La quinta temporada de Stranger Things llega con la promesa de cerrar un ciclo que marcó a buena parte del público global durante casi una década. Su estreno parcial expone una paradoja: la serie sigue siendo un fenómeno cultural, pero ese fenómeno ya no se sostiene por la calidad de la obra, sino por la necesidad de participar en una conversación colectiva. Stranger Things dejó de ser una propuesta fresca y emotiva para transformarse en un ritual de pertenencia, más cercano al consumo obligado que al entusiasmo genuino. Lo novedoso de sus inicios quedó atrás, y hoy la serie parece atrapada en su propio reflejo.
Los hermanos Duffer continúan al mando del proyecto, con Shawn Levy en producción ejecutiva y el elenco original de regreso: Millie Bobby Brown (o como se llame esta semana), Finn Wolfhard, Gaten Matarazzo, Caleb McLaughlin, Noah Schnapp, Winona Ryder y David Harbour, entre varios nombres conocidos. Netflix promociona esta temporada como el gran cierre, aunque la estrategia de dividirla en tandas evidencia una planificación orientada a prolongar el impacto mediático más que a fortalecer el relato. La campaña publicitaria, cuidada y masiva, recuerda que la serie es una de las marcas más importantes del catálogo de la plataforma; sin embargo, la fuerza del símbolo no alcanza para compensar una historia que parece avanzar por inercia.

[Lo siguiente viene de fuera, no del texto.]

PR #4015, opened 2022-04-26
fix: Prevent archived models from appearing in the Register Checkpoint modal [DET-7132]

mapmeld:
## Description

After a model is archived, it cannot add new Model Versions, so it should not be in the list of selectable models in the Register Checkpoint / new Model Version modal window.

In the current version the model appears, and trying to register a new model version throws an error. 

## Test Plan

- Archive a model
- Go to an experiment with checkpoints
- Check list of models available when you register a checkpoint

## Checklist


EmilyBonar (approved):
LGTM

PR #4016, opened 2022-04-26
fix: remove dead shell start code [DET-7131]

varlogtim:
Tested manually.

To test, see description in DET-7131


ioga (approved):
lgtm, but as discussed needs confirmation on windows and k8s.

varlogtim:
@mpkouznetsov Could you verify the change to here: e2e_tests/tests/cluster/test_users.py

La sinopsis oficial describe el escenario de manera directa: Hawkins enfrenta su amenaza definitiva tras el colapso entre dimensiones, mientras el grupo intenta reunirse y comprender el alcance real del plan de Vecna. Las líneas argumentales convergen lentamente en una narrativa que gira en torno al desgaste emocional de los personajes, la ruptura de su cotidianidad y la inminencia de un conflicto decisivo. El problema es que esta sinopsis adelanta más energía de la que realmente posee el desarrollo de los primeros episodios. La sensación dominante es el estancamiento, no la urgencia. Las piezas se mueven, pero sin sorpresa.
La serie ya no juega con el misterio ni con la tensión progresiva; prefiere explicarlo todo. Maya Hawke encarna el síntoma más visible: su personaje verbaliza cada pista, cada giro, cada intención, como si la serie desconfiara de la capacidad interpretativa del público. El exceso de diálogos explicativos rompe el ritmo y esteriliza la atmósfera. El terror, si alguna vez fue un componente relevante, queda reducido a ilustraciones de manual. La aventura juvenil, que en la primera temporada funcionó como homenaje fresco a Stephen King, ahora se siente como una repetición de códigos gastados.

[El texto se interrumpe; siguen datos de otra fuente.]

PR #4118, opened 2022-05-11
ci: docs-only ci

rb-determined-ai:
## Description

PRs which are docs-only should not trigger the full CI.

### DIFF
--- a/.circleci/config.yml
+++ b/.circleci/config.yml
@@ -89,6 +89,22 @@ commands:
       - run: git submodule sync
       - run: git submodule update --init
 
+  skip-if-docs-only:
+    steps:
+      - run: git remote add upstream https://github.com/determined-ai/determined
+      - run: git fetch upstream
+      - run:
+          name: check for docs-only changes
+          command: |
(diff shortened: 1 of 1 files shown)


.circleci/config.yml
```diff
@@ -89,6 +89,22 @@ commands:
...
+  skip-if-docs-only:
+    steps:
+      - run: git remote add upstream https://github.com/determined-ai/determined
+      - run: git fetch upstream
+      - run:
+          name: check for docs-only changes
+          command: |
+            MERGE_BASE="$(git merge-base upstream/master HEAD)"
+            DIFF_DIRS="$(git diff-tree --no-commit-id --name-only "$MERGE_BASE" HEAD)"
+            if [ "$DIFF_DIRS" = ".circleci" ] ; then
```
rb-determined-ai, line 101: Before landing, this should be `"docs"` not `".circleci"`, but setting it to .circleci makes it easy for us to test the docs-only behavior in this PR

ioga (approved):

La saturación ochentera, que alguna vez fue una herramienta de identidad, perdió capacidad de evocación. Durante los primeros años, el guiño nostálgico era suficiente para generar complicidad, pero hoy la cultura pop de los ochenta se encuentra tan explotada que el homenaje dejó de ser homenaje. La serie compite con obras que adaptan directamente a King, como Welcome to Derry, y frente a esas propuestas, su encanto referencial pierde peso. Stranger Things se quedó sin su truco principal. Lo que alguna vez fue un gesto amoroso hacia una estética reconocible, hoy parece apenas un estilo automático.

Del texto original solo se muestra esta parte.